> [Problem requirements]:
Among the entries below, one stretch runs from the line that contains "newest first, and the tag's message" through the line that contains "in the tree:**". Repeat that stretch exactly, ends included, and only that.

> [Extracted material]:
PR #18, opened 2026-08-07
Release markers: a changelog keyed to tags, guarded against drift (#8)

### LINKED ISSUE #8: No release markers: every consumer pins a bare revision and reads the log to learn what it contains
This repository has no tags and no changelog. Every consumer pins a bare
40-character revision:

- Pilotage pins the family;
- avionics-link pins seven crates, all at `045ccc9`;
- InstrumentSceneKit vendors the conformance corpus with a provenance record
  naming a revision;
- any further shell will do the same.

Nothing in a bare rev says what it contains. "Which revision has ABI v6?",
"which has corpus v4?", "does the rev my backend was verified against include
the flight director?" are all answerable only by reading the log. That is
already awkward across four repositories and gets worse with a second panel
set, because the interesting question becomes "which revision has the set I
need *and* the corpus my backend passes".

The contract surfaces already version themselves individually — `abi::v6`,
`corpusVersion: 4`, `BUILTIN_SCENE_DIGEST` — which is the hard part and is
done. What is missing is one marker that says which combination a given commit
carries.

## Ask

Annotated tags on the revisions consumers are meant to pin, and a short
`CHANGELOG.md` keyed to them, each entry naming the contract versions in that
release: state ABI, corpus, scene format, composition digest, and whether the
panel set changed.

The cheap version is worth more than the complete one: a tag whose message is
those five values, applied when any of them moves, removes the archaeology
entirely.

## Related

The tracking issue for this work, INST-01, is `luofang34/Pilotage#268`, filed
before the extraction. The panels now live here and Pilotage is a consumer, so
the tracking issue is in the wrong repository — worth moving or mirroring so a
second-set author finds the acceptance criteria where the code is.

luofang34:
Fixes #8.

The issue's own advice was "the cheap version is worth more than the complete one" — a marker naming five values, applied when any of them moves. That is what this is.

## What lands

`CHANGELOG.md`, newest entry first, each naming the five values that decide whether a revision is the one a consumer wants:

| Value | 0.1.0 |
|---|---|
| State ABI | 6 |
| Scene format | 1 |
| Corpus | 4 |
| Composition digest | `bd85b853…` |
| Panel set | `pfd`, `hsi`, `monitor` |

The 0.1.0 entry also tells anyone re-pinning the two things they need to know about this particular release: crate names changed to `indicate-*`, and the composition digest did **not** move across that rename, so a consumer pinning the digest need not re-verify.

## Guardrail

`scripts/check-release-markers.sh`, wired into CI. It extracts the newest entry's five values and compares each against the definition it names (`abi::v6::VERSION`, `SCENE_FORMAT_VERSION`, `corpusVersion`, `BUILTIN_SCENE_DIGEST`, `BUILTIN_PANELS`). A changelog that drifts from its tree answers the pinning question *wrongly*, which is worse than not answering it.

Verified to catch all six failure modes — a wrong value in each of the five rows, and a row deleted outright.

**The guard is deliberately honest about its reach.** It proves entry/tree agreement only. Tags live in the remote and CI clones without them, so it does not and cannot check that a tag exists or points where the entry says; the script prints that caveat rather than implying it checked. Tag discipline stays a human step.

## The tag

`v0.1.0` is annotated on this commit once merged, with the five values in its message. See the note below about pushing it.

## Not done here: moving the tracking issue

The issue also notes that INST-01, the tracking issue, is `luofang34/Pilotage#268` — the wrong repository now that the panels live here. I have not moved or mirrored it: it is a cross-repository change to an issue I did not author, in a repo outside this one, and it is not a code change this PR can carry. Worth doing, but as a deliberate act by someone who owns that tracker.

### DIFF
--- a/.github/workflows/ci.yml
+++ b/.github/workflows/ci.yml
@@ -49,6 +49,14 @@ jobs:
       - name: check-structure
         run: bash scripts/check-structure.sh
 
+      - name: release marker drift guard
+        # Consumers pin a revision and read the changelog to learn what it
+        # carries. An entry that disagrees with the tree answers the
+        # question wrongly, which is worse than not answering it, so the
+        # five contract values are checked against their definitions.
+        # Tag existence is not checked: CI clones without tags.
+        run: bash scripts/check-release-markers.sh
+
       - name: instrument requirement references
         run: bash scripts/check-instrument-requirements.sh
 
--- a/.github/workflows/ci.yml
+++ b/.github/workflows/ci.yml
@@ -54,7 +54,11 @@ jobs:
         # carries. An entry that disagrees with the tree answers the
         # question wrongly, which is worse than not answering it, so the
         # five contract values are checked against their definitions.
-        # Tag existence is not checked: CI clones without tags.
+        # Tag existence is not checked, and not because the tags are
+        # absent here — the checkout fetches them. A release tags its own
+        # merge commit, which does not exist while the pull request that
+        # writes the entry is open, so the check would fail every release
+        # on the run that matters. Tagging is a step in CONTRIBUTING.md.
         run: bash scripts/check-release-markers.sh
 
       - name: instrument requirement references
--- a/CHANGELOG.md
+++ b/CHANGELOG.md
@@ -1,7 +1,7 @@
 # Changelog
 
 Consumers pin this repository by revision. A bare revision says nothing
-about what it contains, so every revision meant to be pinned gets an
+about what it contains, so a revision meant to be pinned is given an
 annotated tag and an entry here naming the contract versions it carries.
 
 Five values decide whether a given revision is the one a consumer wants.
@@ -18,9 +18,11 @@ it was written to remove.
 | Composition digest | `BUILTIN_SCENE_DIGEST` in `indicate-instrument-panels` |
 | Panel set | `BUILTIN_PANELS` in `indicate-instrument-panels` |
 
-A release is cut whenever any of the five moves. Entries are newest
-first, and the tag's message carries the same five values so
-`git show <tag>` answers the question without a checkout.
+A release is cut whenever any of the five moves — review's job, since a
+guard comparing the newest entry to the tree cannot tell an added entry
+from a rewritten one. Entries are newest first, and the tag's message
+repeats the same five values so `git show <tag>` answers the question
+without a checkout. `CONTRIBUTING.md` has the release steps.
 
 ## [0.1.0] — 2026-08-07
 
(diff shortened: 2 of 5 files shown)


luofang34:
## Independent review — two false claims fixed, four guard holes closed

The reviewer confirmed the five stated values are correct (independently read from source, digest reproduced via the bench), that the guard catches real drift in all five rows, that fail-closed behaves, and that the CI step genuinely blocks merge under branch protection.

**Two HIGH findings, both false statements living in the tree:**

1. The prose asserted in the present tense that a pinned rev "carries" an annotated tag and that `git show <tag>` answers the pinning question — while `git tag -l` was empty and `git show v0.1.0` would fail. Reworded, and the release procedure moved out of this PR description into `CONTRIBUTING.md` so the human step survives.

2. The guard justified skipping tag checks with *"CI clones without tags"*. The reviewer pulled the actual checkout log: it fetches `+refs/tags/*:refs/tags/*`. **CI has the tags.** The stated reason was simply wrong. The real reason is timing and it is stronger: a release tags its own merge commit, which does not exist while the PR writing the entry is open, so the check would fail every release on the one run that matters. That reason now appears in the script, in CI, and in the README.

**Four ways the guard could pass while wrong** — each reproduced by the reviewer, each now closed and re-verified:

| Hole | Now |
|---|---|
| `## [Unreleased]` shadowed the real entry, which was never examined | only a versioned heading starts an entry; the entry below is read and drifts |
| a table living only inside a fenced block | 5 × `MISSING` |
| a table living only inside an HTML comment | 5 × `MISSING` |
| a descriptor const containing a digit dropped from the panel set | an added `EGT2_DESCRIPTOR` now reports `DRIFT … the tree says 'pfd, hsi, monitor, egt2'` |
| the ABI reader hardcoded to `v6.rs` | resolves the highest `pub mod vN`; a planted `v7` reports `DRIFT … the tree says '7'` |

The panel set now resolves each constant to the `id` its descriptor declares, which is what a shell selects and a consumer reads — so a constant renamed with its id intact is correctly *not* a panel-set change, and the code matches the comment that always claimed "ids".

Also fixed: an unreadable source is a finding rather than a bare `grep` error killing the script under `set -e`, and the changelog no longer implies the guard enforces "a release is cut whenever any of the five moves". It cannot — the comparison is newest-entry-against-tree, so it can't tell an added entry from a rewritten one. That is review's job and the text now says so.

Left as follow-up, per the reviewer's own ranking: version monotonicity and entry dates are unchecked, and only the newest entry is read.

> [Result for this task]:
+from a rewritten one. Entries are newest first, and the tag's message
+repeats the same five values so `git show <tag>` answers the question
+without a checkout. `CONTRIBUTING.md` has the release steps.
 
 ## [0.1.0] — 2026-08-07
 
(diff shortened: 2 of 5 files shown)


luofang34:
## Independent review — two false claims fixed, four guard holes closed

The reviewer confirmed the five stated values are correct (independently read from source, digest reproduced via the bench), that the guard catches real drift in all five rows, that fail-closed behaves, and that the CI step genuinely blocks merge under branch protection.

**Two HIGH findings, both false statements living in the tree:**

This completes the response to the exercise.